Craig residents can watch the mail for April municipal election ballot
Craig residents will soon have the opportunity to vote for their mayor and city council representatives as the city gears up for the upcoming April 2 election.
The Craig Press reported in January that the Moffat County Clerk and Recorder’s office would likely not be able to conduct the election due to a lack of training, a development that left city officials scrambling to contract election services.
City and county officials weren’t sure if the county’s new clerk and recorder would complete specialized elections training in time to conduct the April 2 election, but in February, the Colorado secretary of state helped provide Moffat County with the election services it needed.
During a special meeting Feb. 7, the Craig City Council finalized an emergency ordinance to hold the April 2 municipal election.
According to Moffat County’s Chief Deputy Clerk and Recorder Debbie Winder, ballots will be mailed to almost 5,000 Craig residents on or about March 11. Those ballots can be mailed back or dropped off at a ballot box at the Moffat County Courthouse beginning the first day of early voting March 25. Ballots may be returned directly to the clerk and recorder’s office during normal business hours until Saturday, March 30. All mail-in ballots are due to be mailed in or delivered to by 7 p.m. Election Day, according to Winder.
“Most people fill in their mail-in ballot and send it. It’s really easy,” said Craig City Attorney Sherman Romney of the mail-in ballots. “I think there’s more voter participation that way.”

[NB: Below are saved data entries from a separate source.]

PR #374, opened 2021-09-21
[WIP] Yarn npm merge

scruffystuffs:
# Overview

TBD

## Acceptance criteria

TBD

## Testing plan

TBD

## Risks

TBD

## References

closes fossas/team-analysis#707

## Checklist

- [ ] I added tests for this PR's change (or confirmed tests are not viable).
- [ ] If this PR introduced a user-visible change, I added documentation into `docs/`.
- [ ] I updated `Changelog.md` if this change is externally facing. If this PR did not mark a release, I added my changes into an `# Unreleased` section at the top.
- [ ] I linked this PR to any referenced GitHub issues, if they exist.

PR #380, opened 2021-09-30
dep envs are now sets

scruffystuffs:
# Overview

Change `dependencyEnvironments` to be a `Set`, as opposed to a list.  This is needed for #374.

Part of the work for fossas/team-analysis#707

This change is REALLY simple, and only has one logical change, which is to use `Set` instead of list, but we use this everywhere, so the diff seems huge.

## Checklist


meghfossa (approved):
LGTM - looks straight forward.

PR #396, opened 2021-10-15
Discovered binaries reports origin path

kitified:
# Overview

Reports an origin for uploaded `SourceUserDefDep`s.

The background here is that Motorola requested a feature which we call "binary discovery" ([reference documentation](https://www.notion.so/fossa/Binary-Discovery-5a1afa2e9ee64c48ae822e870e7cf06b)). The TL;DR of this feature is that we, as a strategy in Spectrometer, identify files with binary content in the project and report them as unlicensed user-defined dependencies in Core.

This, maybe predictably, led to a follow up feature request from Motorola: "please display the path at which the binary is located _in the report under the `File Path(s)` column_". This PR makes that happen.

"Origin", in this context, means the path at which the user defined dependency was identified. It's optional on the type and if provided, hydrates `origin_paths` in the dependency lock.

This then is used to provide the actual point of the PR, which is hydrating `File Path(s)` in the report for the project when using binary discovery.

## Acceptance criteria

I booted a core instance that supports this information and ran a scan.
I then verified that:

* Origin paths are displayed in the UI (when they're clicked they just say "this file wasn't uploaded", but that's fine).
* The report correctly hydrates the `File Path(s)` column with this origin.

## Testing plan

1. Boot core with the branch `discovered-binary-origins`. Make sure the "File paths in reports" feature flag is enabled.
2. Create a project with a binary file inside (or add a binary file to a project you already have).
3. Run a scan with Spectrometer on this branch with the flag `--experimental-enable-binary-discovery`.
4. Run a report, selecting to display the file paths. Validate that the file path of the binary appears in that report.

## Screenshots

Showing this working:

Screen Shot 2021-10-15 at 2 15 43 PM

Screen Shot 2021-10-15 at 2 16 03 PM

And showing that user defined deps _without_ origins are still displayed properly:

Screen Shot 2021-10-15 at 2 17 33 PM

## Risks

Not particularly risky.

## Checklist

### DIFF
--- a/src/Path/Extra.hs
+++ b/src/Path/Extra.hs
@@ -1,6 +1,7 @@
 module Path.Extra (
   tryMakeRelative,
   renderRelative,
+  renderSomeBase,
 ) where
 
 import Data.String.Conversion (toText)
@@ -18,6 +19,10 @@ tryMakeRelative absDir absFile =
 -- | Render the relative path between a Path Abs Dir and a Path Abs File that is supposed to be in that dir.
 -- Intended for convenience when displaying the newly relative path; to interact with it use `tryMakeRelative` instead.
 renderRelative :: Path Abs Dir -> Path Abs File -> Text
-renderRelative absDir absFile = case tryMakeRelative absDir absFile of
+renderRelative absDir absFile = renderSomeBase $ tryMakeRelative absDir absFile
+
+-- | Render the file regardless of the kind of base.
+renderSomeBase :: SomeBase f -> Text
+renderSomeBase path = case path of
   Abs p -> toText . toFilePath $ p
   Rel p -> toText . toFilePath $ p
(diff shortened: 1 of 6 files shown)


src/Path/Extra.hs
```diff
@@ -18,6 +19,10 @@ tryMakeRelative absDir absFile =
 -- | Render the relative path between a Path Abs Dir and a Path Abs File that is supposed to be in that dir.
 -- Intended for convenience when displaying the newly relative path; to interact with it use `tryMakeRelative` instead.
 renderRelative :: Path Abs Dir -> Path Abs File -> Text
-renderRelative absDir absFile = case tryMakeRelative absDir absFile of
+renderRelative absDir absFile = renderSomeBase $ tryMakeRelative absDir absFile
+
+-- | Render the file regardless of the kind of base.
+renderSomeBase :: SomeBase f -> Text
+renderSomeBase path = case path of
```
scruffystuffs, line 26: [optional nit]: I think, for this, I would prefer if `SomeBase` had instances for `ToString` and `ToText` in `Data.String.Conversion`.  Then we could just use `toString` or `toText` everywhere.  But this isn't necessary to change in this PR.

scruffystuffs (approved):
Looks good, left one comment

PR #397, opened 2021-10-19
Compatibility script: `fossa report attribution --json`

jssblck:
# Overview

Adds a compatibility script for `fossa attribution --json`.

## Acceptance criteria

* The compatibility layer transforms the report to use the same key structure and content.

The sole exception to this is that FOSSAv1 sometimes outputs `Notes` keys (which are arrays of strings) with a single zero-value string, but sometimes not. The FOSSAv2 version of the report consistently reports an empty array in these cases, so we don't really have a way to reproduce this exactly.

Example:

Screen Shot 2021-10-18 at 5 09 40 PM

## Testing plan

* Run a scan on a project.
* Run `fossa report attribution --json` on that same project using both FOSSA v1 and v2. Save their outputs to disk and note the differences.
* Run `fossa report attribution --json | go build scripts/compat-attribution/main.go` using FOSSA v2. Save its output to disk.
* Note that the difference between the compat version of the output and the v1 output is within AC.

## Risks

Not very risky.

## Potentially Contentious Decisions

I set up a Go project at the root of Spectrometer to make this happen.

I originally spent a fair amount of time trying to hack this with something like `jq` in pure bash because I wanted to avoid this, but it quickly became a mess. Rather than go down that route I decided that this was the more reasonable option. Happy to discuss it with the team if there are strong objections though.

This is also why I moved the `vendor/` folder to `vendor-bins/`: the existence of a `vendor/` folder made Go very sad indeed.

## Checklist

Also I didn't include any tests because:

* The operation of this script is _extremely_ straightforward and mechanical.
* I don't see a good way for us to integration test against an actual FOSSA instance, but if I'm missing something I'd love to be shown how I can do it.

### DIFF
--- a/Changelog.md
+++ b/Changelog.md
@@ -1,8 +1,9 @@
 # Spectrometer Changelog
 
-## Unreleased
+## v2.17.3
 
-- Adds compatibility script for `fossa report attribution --json` ([#397](https://github.com/fossas/spectrometer/pull/397))
+ - Monorepo: adds some optimizations to reduce the amount of file buffering in memory during a scan, resulting in less memory pressure and faster scans. ([#402](https://github.com/fossas/spectrometer/pull/402))
+ - Adds compatibility script for `fossa report attribution --json` ([#397](https://github.com/fossas/spectrometer/pull/397))
 
 ## v2.17.2
 
--- a/vendor_download.sh
+++ b/vendor_download.sh
@@ -45,7 +45,7 @@ esac
 TAG="latest"
 echo "Downloading asset information from latest tag for architecture '$ASSET_POSTFIX'"
 
-WIGGINS_TAG="2021-10-14-943957b"
+WIGGINS_TAG="2021-10-21-8eb009f"
 echo "Downloading wiggins binary"
 echo "Using wiggins release: $WIGGINS_TAG"
 WIGGINS_RELEASE_JSON=vendor-bins/wiggins-release.json


kitified:
@meghfossa removed your request for review for now because these build scripts are causing me grief. Once I have it figured out I'll re-request from you!

meghfossa:
@kitified Does attribution require specific permission or FF enabled for the org? (I'm getting FOSSA API: no permission) error - this is with my free seat account on app.fossa.com.

kitified:
@meghfossa you have to run it with a full token, otherwise I'm not aware of anything special.

.gitignore
```diff
@@ -9,7 +9,7 @@ dist-newstyle/
 *.hp
 
 # Development files/directories
-vendor/
+vendor-bins/
 .vscode/
```
meghfossa, line 13: should vendor directory be ignored as well?

Changelog.md
```diff
@@ -1,5 +1,9 @@
 # Spectrometer Changelog
 
+## Unreleased
```
meghfossa, line 3: Let's have a dedicated release since, we are adding new executable in distribution

.github/workflows/build.yml
```diff
@@ -174,14 +224,17 @@ jobs:
         chmod +x Linux-binaries/*
         zip -j release/fossa_${{ steps.get-version.outputs.VERSION }}_linux_amd64.zip Linux-binaries/fossa
         zip -j release/pathfinder_${{ steps.get-version.outputs.VERSION }}_linux_amd64.zip Linux-binaries/pathfinder
+        zip -j release/compat-attribution_${{ steps.get-version.outputs.VERSION }}_linux_amd64.zip Linux-binaries/compat-attribution
 
         chmod +x macOS-binaries/*
         zip -j release/fossa_${{ steps.get-version.outputs.VERSION }}_darwin_amd64.zip macOS-binaries/fossa
         zip -j release/pathfinder_${{ steps.get-version.outputs.VERSION }}_darwin_amd64.zip macOS-binaries/pathfinder
+        zip -j release/compat-attribution_${{ steps.get-version.outputs.VERSION }}_linux_amd64.zip macOS-binaries/compat-attribution
```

The election will fill three council seats opened by Joe Bird, who hit his term limit; Derek Duran, who decided not to run again; and Jarrod Ogden — who is challenging incumbent Craig Mayor John Ponikvar.
According to City Clerk Liz White, six candidates will be on the April 2 ballot for city council — Paul James, Eric Simo, Joshua Veenstra, Steven Mazzuca, Brian MacKenzie, and Stephen Tucker.

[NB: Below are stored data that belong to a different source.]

PR #398, opened 2021-10-20
Add Scoop install instructions

rolodato:
Available on the main bucket after https://github.com/ScoopInstaller/Main/pull/2778 was merged.

### DIFF
--- a/README.md
+++ b/README.md
@@ -38,6 +38,12 @@ Set-ExecutionPolicy Bypass -Scope Process -Force; iex  ((New-Object System.Net.W
 **NOTE**: You may need to add the executable to your PATH. The installer
 reports the installation path of the executable.
 
+Alternatively, install using [Scoop](https://scoop.sh/):
+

But only three seats are open, meaning voters will have some choices to make.
“Everyone (voters) will fill in three spots out of those six, and the top vote-getters will win the seats,” Romney said in a January interview.
The new council will have to tackle several issues facing Craig in the coming years, including an impending 2020 deadline to meet changing water quality requirements, several economic development initiatives, and improving internet infrastructure.
To register to vote in the municipal election or any election in Colorado, visit govotecolorado.com.